We truly believe that your story matters.  Katie May and I have shared some major parts of our Story; from infidelity, to miscarriage, to grief and loss.  We believe that Story is an integral part of the meaning making of our lives.  We often try to make meaning out of our lives through the Story of who we are and the stories we like to tell ourselves about what is going on.  Often the stories we tell ourselves are incomplete, lacking in context, or flat out wrong.  I use Story with a capital “S” as it represents the true Story of our lives, the one that is constantly being added to, re-contexualized, and reinterpreted.  Our Story is often just an interpretation that is constantly evolving, ever changing, and gives us a better sense of who we are and what we are about.  I use lower case for the plural “stories” as these are often lies or false interpretations we create to give circumstances meaning and purpose to fit a pre-prescribed narrative we have of the meaning of our lives.  I tell myself stories on a daily basis.  I’m not good enough, I’m dumb, no one cares what I have to say, I’m insignificant, no one understands me.  These are all stories.  We create stories about others as well.  They have it so easy, they don’t struggle with anything, their life is perfect.  Most stories are bullshit and are often a way to pad our precious egos.  So why does our Story Matter?   

Allegory and Hidden Story

Allegory is a hidden meaning within a story or a piece of art.  The hidden meaning of our lives can be discovered through working through and with our past Story, present Story, and the stories that we tell ourselves to be true.  Interpretation can be difficult, especially if we are not willing to acknowledge that there may be an alternative story at play, or at the very least more than a single way of looking at things.  Situations are often complicated, nuanced, and require someone with perspective, humility, and curiosity to interpret correctly.  Or possibly there is no “correct” interpretation, but there are ways of viewing a situation from a macro level rather than from a micro one.

The Missing Pieces

When we make up stories about what is going on in our world in order to make sense of it, we create and incomplete picture of what is true.  It becomes our truth and we often filter much of our thinking through those truths.  It’s almost as if we have a few pieces in a multi-thousand piece puzzle.  We try to create a full picture with the small amount that we do possess and it leaves us forcing pieces together that don’t necessarily fit and then thinking that we have completed the puzzle.  It is only when we have proper context through communication that we are able to actually have a slightly better understanding of what is happening in a given situation.  So how do we go about getting proper context and not falling prey to a world of fallacy, treading mental water, and inaccurate interpretations?

Silence is Deadly

Remaining silent and ruminating on your false interpretation of a situation harbors resentment against others, hinders progress, and creates barriers.  DO NOT STAY SILENT and allow the story of injustice, hurt, or confusion to take hold and pilot your racing mind.  If not silence, then what?  What will help to still that ever constant voice in our head that just won’t shut up?   
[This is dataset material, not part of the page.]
PR #230, opened 2025-05-05
[WIP] SwiftUI View Tracing

naftaly:


Sources/EmbraceCore/SwiftUI/EmbraceTracePhase.swift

Communication and Curiosity

Curious communication is always more effective than accusatory, aggressive, or prideful communication.  When we come from a place of pride, we are often trying to prove our point and be heard rather than hearing what the other person has to say.  Coming from a place of aggression is no better.  We cannot bully our way to the truth.  Doubling down, remaining hardened, and believing your “truth” to be 100% accurate is a dangerous place to live.  Your truth becomes the only truth, and no one else matters.  Their feelings don’t matter, they are just flat out wrong.  “I know for a fact,” you may say.  Facts are often misinterpreted, lacking in information, or nebulous at best.  Republicans have their facts, democrats have theirs, and they often don’t align.  FEELINGS ARE NOT FACTS.  Lastly, accusatory communication is ineffective and does not work towards resolution, but rather towards inevitable conflict.  When you rail against someone with a “should” or “should not,” you are placing yourself above the other person and essentially putting them on trial.  No wonder they get defensive.  If you really want to get to the root of stories that seem to play on repeat in your brain, ways in which people have hurt you, or they have disappointed you, TALK TO THEM ABOUT IT.  Come from a place of love, curiosity, and grace.  What does that look like?

Stilling The Voice In Your Head

If you’ve listened to our Podcast, The Allegory and Elm Podcast, you will know that I have a negative self voice, the voice in my head, and I have named him Brad.  Or rather I have coined him BRRRRRRRAD.  It’s not named after a specific person, it was just any easy name for me to say, “shut the fuck up, Brad,” to.  If your name is Brad, I have nothing, but mad love for you.  So anyway, I often need to put Brad in his place, because he will run rampant if left unchecked or unchallenged.  Brad loves to whisper stories into my ear.  He’s so subtle and smooth about it.  It’s always just a casual, throwaway line, that I often take the bait on.  He’s right.  That is what’s happening.  What a genius.  Thanks again for cracking the case, Brad.  Wait a second.  Intuition is great, your gut can often be super intuitive and on the money, but you have to decipher if it’s your gut, truth, or just Brad popping off again.  My main point is to challenge your way of thinking and don’t just settle for what your mind tells you.  Don’t feed it, or stroke Brad’s massive ego. But, how? 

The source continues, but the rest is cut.